Она не даёт, конечно, и тогда он идёт к мусорной куче и роется в ней. Но в этой куче уже рылся я, и ему нечего там искать. Он находит несколько зёрен кукурузы и ест их. А потом жуёт голый початок, плюётся и злится.

Находит в той же куче рыбьи глаза. Рыбу ели через день назад от сегодня.

Их он не ест, они слишком воняют. Садится над головой Айумы. Кладёт один рыбий глаз на один её глаз, второй — на второй. Улыбается.

— Вырастут, — говорит он. — Мамка будет глядеть. Уахр ахт саб эхтамим. Дай есть.

А она ему и не мамка вовсе, она мамка его мамки, но та изошла кровью две зимы назад, выплевала из себя всю кровь так, что нечему стало греть её, и она остыла…

Вечером пришли двое вонючих и хотели забрать старую, но я даже к двери их не подпустил. Тогда они стали звать:

— Ягнат, эй, Ягнат, ты живой?

А он прижался к «мамке» и сосал её грудь и не отозвался.

— Ягнат, говорили они, — выйди к нам. Мы отведём тебя в Хавшарет, там у тебя дядька есть.

А он сосал и будто не слышал их. Да и услышал бы — что толку.

И они прокляли меня и ушли.

А он сосал. Но мёртвая грудь не могла ничего ему дать, и он стал злиться и бить Айуму по животу и по груди и по лицу, и говорил: «Плохая мамка. Плохая. Дай есть!»

От ударов один рыбий глаз выпал из её глазницы и закатился за лежак. Тогда он долго искал его, ругал его и плакал. Нашёл и хотел съесть, но глаз уже очень смердел.
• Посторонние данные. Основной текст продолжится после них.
PR #228, opened 2023-03-24
MVP-2257: Support previewing view by inputing demoByJSONConfig arg 

eric-notifi:
Have NotifiSubscriptionCard support one more arg `demoByJSONConfig` to show the demo preview. See the the following.

https://user-images.githubusercontent.com/127958634/227394005-369d9696-c9dc-44aa-83df-7a3a12d9831c.mov

### DIFF
--- a/packages/notifi-react-card/lib/components/NotifiEmailInput.tsx
+++ b/packages/notifi-react-card/lib/components/NotifiEmailInput.tsx
@@ -33,7 +33,7 @@ export const NotifiEmailInput: React.FC<NotifiEmailInputProps> = ({
   intercomEmailInputContainerStyle,
   intercomView,
 }: NotifiEmailInputProps) => {
-  const { emailIdThatNeedsConfirmation, intercomCardView } =
+  const { emailIdThatNeedsConfirmation, intercomCardView, demoPreview } =
     useNotifiSubscriptionContext();
 
   const {
@@ -48,9 +48,11 @@ export const NotifiEmailInput: React.FC<NotifiEmailInputProps> = ({
 
   const { email: emailErrorMessage } = formErrorMessages;
 
-  const { resendEmailVerificationLink } = useNotifiSubscribe({
-    targetGroupName: 'Intercom',
-  });
+  const subscribe = demoPreview
+    ? null
+    : useNotifiSubscribe({
+        targetGroupName: 'Intercom',
+      });
 
   const validateEmail = () => {
     if (email === '') {
@@ -68,7 +70,7 @@ export const NotifiEmailInput: React.FC<NotifiEmailInputProps> = ({
   };
 
   const handleClick = () => {
-    resendEmailVerificationLink();
+    subscribe?.resendEmailVerificationLink();
   };
 
   return (
--- a/packages/notifi-react-card/lib/components/NotifiEmailInput.tsx
+++ b/packages/notifi-react-card/lib/components/NotifiEmailInput.tsx
@@ -33,7 +33,7 @@ export const NotifiEmailInput: React.FC<NotifiEmailInputProps> = ({
   intercomEmailInputContainerStyle,
   intercomView,
 }: NotifiEmailInputProps) => {
-  const { emailIdThatNeedsConfirmation, intercomCardView, demoPreview } =
+  const { emailIdThatNeedsConfirmation, intercomCardView } =
     useNotifiSubscriptionContext();
 
   const {
@@ -48,11 +48,9 @@ export const NotifiEmailInput: React.FC<NotifiEmailInputProps> = ({
 
   const { email: emailErrorMessage } = formErrorMessages;
 
-  const subscribe = demoPreview
-    ? null
-    : useNotifiSubscribe({
-        targetGroupName: 'Intercom',
-      });
+  const { resendEmailVerificationLink } = useNotifiSubscribe({
+    targetGroupName: 'Intercom',
+  });
 
   const validateEmail = () => {
     if (email === '') {
@@ -70,7 +68,7 @@ export const NotifiEmailInput: React.FC<NotifiEmailInputProps> = ({
   };
 
   const handleClick = () => {
-    subscribe?.resendEmailVerificationLink();
+    resendEmailVerificationLink();
   };
 
   return (
--- a/packages/notifi-react-card/lib/components/WalletList/WalletList.tsx
+++ b/packages/notifi-react-card/lib/components/WalletList/WalletList.tsx
@@ -49,9 +49,11 @@ export const WalletListInternal: React.FC<WalletListInternalProps> = ({
   );
 };
 export const WalletList: React.FC = () => {
-  const { params } = useNotifiClientContext();
+  const {
+    params: { multiWallet },
+  } = useNotifiClientContext();
   const { connectedWallets, loading } = useNotifiSubscriptionContext();
-  const owned = params.multiWallet?.ownedWallets;
+  const owned = multiWallet?.ownedWallets;
 
   return (
     <WalletListInternal
--- a/packages/notifi-react-card/lib/components/WalletList/WalletList.tsx
+++ b/packages/notifi-react-card/lib/components/WalletList/WalletList.tsx
@@ -21,34 +21,42 @@ export const WalletListInternal: React.FC<WalletListInternalProps> = ({
   ownedWallets,
   disabled,
 }: WalletListInternalProps) => {
+  const { demoPreview } = useNotifiSubscriptionContext();
   return (
     <ul>
-      {ownedWallets.map((wallet) => {
-        return (
-          <ConnectWalletRow
-            key={wallet.walletPublicKey}
-            {...wallet}
-            connectedWallets={connectedWallets}
-            disabled={disabled}
-          />
-        );
-      })}
+      {!demoPreview ? (
+        ownedWallets.map((wallet) => {
+          return (
+            <ConnectWalletRow
+              key={wallet.walletPublicKey}
+              {...wallet}
+              connectedWallets={connectedWallets}
+              disabled={disabled}
+            />
+          );
+        })
+      ) : (
+        <ConnectWalletRow
+          key="Demo view"
+          walletBlockchain="SOLANA"
+          walletPublicKey="0x0notifi"
+          signMessage={async (msg) => msg}
+          connectedWallets={connectedWallets}
+          disabled={disabled}
+        />
+      )}
     </ul>
   );
 };
 export const WalletList: React.FC = () => {
-  const {
-    params: { multiWallet },
-  } = useNotifiClientContext();
+  const { demoPreview } = useNotifiSubscriptionContext();
+  const clientContext = demoPreview ? null : useNotifiClientContext();
   const { connectedWallets, loading } = useNotifiSubscriptionContext();
-  const owned = multiWallet?.ownedWallets;
-  if (owned === undefined || owned.length === 0) {
-    return null;
-  }
+  const owned = clientContext?.params.multiWallet?.ownedWallets;
 
   return (
     <WalletListInternal
-      ownedWallets={owned}
+      ownedWallets={owned ?? []}
       connectedWallets={connectedWallets}
       disabled={loading}
     />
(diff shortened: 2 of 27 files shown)


juni-notifi (commented):
Oh, instead of a separate parameter for `demoPreview`, is it possible to create a mock Subscription Context instead?

packages/notifi-react-card/lib/components/NotifiEmailInput.tsx
```diff
@@ -48,9 +48,11 @@ export const NotifiEmailInput: React.FC<NotifiEmailInputProps> = ({
...
   const { email: emailErrorMessage } = formErrorMessages;
 
-  const { resendEmailVerificationLink } = useNotifiSubscribe({
-    targetGroupName: 'Intercom',
-  });
+  const subscribe = demoPreview
+    ? null
+    : useNotifiSubscribe({
+        targetGroupName: 'Intercom',
+      });
```
juni-notifi, line 55: hooks cannot be rendered conditionally, otherwise React gets angry -- can we make `useNotifiSubscribe` depend on the Subscription Context and handle the network issues in there?

packages/notifi-react-card/lib/components/WalletList/WalletList.tsx
```diff
@@ -21,34 +21,42 @@ export const WalletListInternal: React.FC<WalletListInternalProps> = ({
...
+      )}
     </ul>
   );
 };
 export const WalletList: React.FC = () => {
-  const {
-    params: { multiWallet },
-  } = useNotifiClientContext();
+  const { demoPreview } = useNotifiSubscriptionContext();
+  const clientContext = demoPreview ? null : useNotifiClientContext();
```
juni-notifi, line 53: same comment re: conditional hook rendering

eric-notifi:
Issue addressed. Avoid conditional call of hook and move the preview check logic into hook.

packages/notifi-react-card/lib/components/subscription/NotifiSubscriptionCardContainer.tsx
```diff
@@ -23,15 +23,24 @@ export const NotifiSubscriptionCardContainer: React.FC<
...
   onClose,
+  demoByJSONConfig,
 }: React.PropsWithChildren<NotifiSubscriptionCardProps>) => {
   const { isInitialized } = useNotifiSubscribe({ targetGroupName: 'Default' });
-  const { loading } = useNotifiSubscriptionContext();
+  const { loading, setDemoPreview } = useNotifiSubscriptionContext();
+
+  useEffect(() => {
+    demoByJSONConfig ? setDemoPreview(demoByJSONConfig) : setDemoPreview(null);
+  }, [demoByJSONConfig]);
```
juni-notifi, line 33: curious -- any reason we have to set this via useEffect? why can't we just pass it as a prop to the NotifiSubscriptionContext?

packages/notifi-react-card/lib/context/NotifiSubscriptionContext.tsx
```diff
@@ -45,6 +55,8 @@ export type NotifiSubscriptionData = Readonly<{
   setConversationId: (conversationId: string) => void;
   userId: string;
   setUserId: (userId: string) => void;
+  demoPreview: DemoPreview | null;
+  setDemoPreview: React.Dispatch<React.SetStateAction<DemoPreview | null>>;
```
juni-notifi, line 59: I think setting this via prop solely via prop feels cleanest

packages/notifi-react-card/lib/context/NotifiSubscriptionContext.tsx
```diff
@@ -78,6 +90,10 @@ export const NotifiSubscriptionContextProvider: React.FC<
   const [email, setEmail] = useState<string>('');
   const [phoneNumber, setPhoneNumber] = useState<string>('');
   const [telegramId, setTelegramId] = useState<string>('');
+  const [demoPreview, setDemoPreview] = useState<DemoPreview | null>({
+    view: 'expired',
+    data: defaultDemoConfigV1,
+  });
```
juni-notifi, line 96: i'd feel better if the default value is null

packages/notifi-react-card/lib/hooks/useNotifiSubscribe.ts
```diff
@@ -204,11 +206,19 @@ export const useNotifiSubscribe: ({
         .catch((_e) => {
           /* Intentionally empty */
         });
+    } else if (demoPreview) {
+      // Mockup info for demo preview card
+      setEmail(defaultDemoConfigV1.name);
+      setPhoneNumber('+101234567890');
+      setTelegramId(defaultDemoConfigV1.id!);
```
juni-notifi, line 213: let's just have an early return if `demoPreview` is not null, and rely on the initial values passed to the demoPreview

packages/notifi-react-card/lib/hooks/useNotifiSubscribe.ts
```diff
@@ -204,11 +206,19 @@ export const useNotifiSubscribe: ({
...
     }
   }, [client.isAuthenticated]);
 
   const logInViaHardwareWallet =
     useCallback(async (): Promise<SubscriptionData> => {
+      if (demoPreview) {
+        return dummySubscribeData;
```
juni-notifi, line 220: feel free to throw an error instead

edit: same with all the other methods

packages/notifi-react-card/lib/hooks/useNotifiSubscribe.ts
```diff
@@ -624,13 +640,23 @@ export const useNotifiSubscribe: ({
   return {
     resendEmailVerificationLink,
     instantSubscribe,
-    isAuthenticated: client.isAuthenticated,
-    isInitialized: client.isInitialized,
-    isTokenExpired: client.isTokenExpired,
+    isAuthenticated: client?.isAuthenticated ?? false,
+    isInitialized: client?.isInitialized ?? false,
+    isTokenExpired: client?.isTokenExpired ?? false,
```
juni-notifi, line 645: we no longer need the null check on client, right?

packages/notifi-react-card/lib/hooks/useNotifiSubscribe.ts
```diff
@@ -624,13 +640,23 @@ export const useNotifiSubscribe: ({
...
+
+const dummySubscribeData: SubscriptionData = {
+  alerts: { dummy: {} as unknown as Alert },
+  email: null,
+  phoneNumber: null,
+  telegramId: null,
+  telegramConfirmationUrl: null,
+  isPhoneNumberConfirmed: null,
+  emailIdThatNeedsConfirmation: '',
+};
```
juni-notifi, line 662: in general, having "dummy" data spread across many files is an architectural smell, ideally we can have it in one place (like a DummySubscriptionContext or something) and have others cleanly consuming

maybe it's time to re-think the dependencies between useNotifiSubscribe, useNotifiClient, etc. etc....

packages/notifi-react-card/lib/components/subscription/NotifiSubscriptionCardContainer.tsx
```diff
@@ -23,15 +23,24 @@ export const NotifiSubscriptionCardContainer: React.FC<
...
-  const card = useSubscriptionCard({
-    id: cardId,
-    type: 'SUBSCRIPTION_CARD',
-  });
+  const card = useSubscriptionCard(
+    {
+      id: cardId,
+      type: 'SUBSCRIPTION_CARD',
+    },
+    demoByJSONConfig,
```
juni-notifi, line 42: instead of parameterizing useSubscriptionCard this way, I think we can mount a different component (maybe don't mount a NotifiSubscriptionCardContainer?) if we are using demo view.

И он закопал его на дворе в землю и поливал водой.

Пришли соседские мальчишки, братья, и дразнили его, крича:

— Эй, Ягнат, спой нам песню про Кули–абая. Эй, Ягнат, а ты посмотрел, какая у твоей бабки пизда? Если она поперёк, то бабка твоя была ведьмой, и её надо сжечь. Ягнат, Ягнат, принеси нам денег, ведь у твоей бабки где–нибудь припрятаны были дирхемы.

Я прогнал их. Тогда они стали кидать в нас камнями. Ему попали в ногу, и он плакал, и только тогда мы ушли в дом.

Ночью я охотился, но не удалось добыть ничего. Слишком стар я стал для охоты. Я боялся, что крестьяне воспользуются ночью, чтобы забрать их обоих, но нет — они все спали по своим домам. Тогда я пробрался в один двор, где не было собаки, и придушил там курицу. Мы поели.

На другой день вонючие опять пришли и звали его: «Ягнат, Ягнат, ты живой? Мы должны похоронить твою бабушку, а тебя отвести в Хавшарет. Выйди к нам, Ягнат».

Конечно он не вышел к ним. Тогда они стали решать, что́ им делать. И я слышал, как они говорили про меня: «Убьём этого шайтана».

А один из них сказал: «Да пусть его, этого мальчишку, дался он вам. Всё равно его даже работать ничего не научишь». На него стали ругаться и прогнали. И снова принялись решать, как им поступить. И решили, что убьют меня, а иначе в дом им не войти.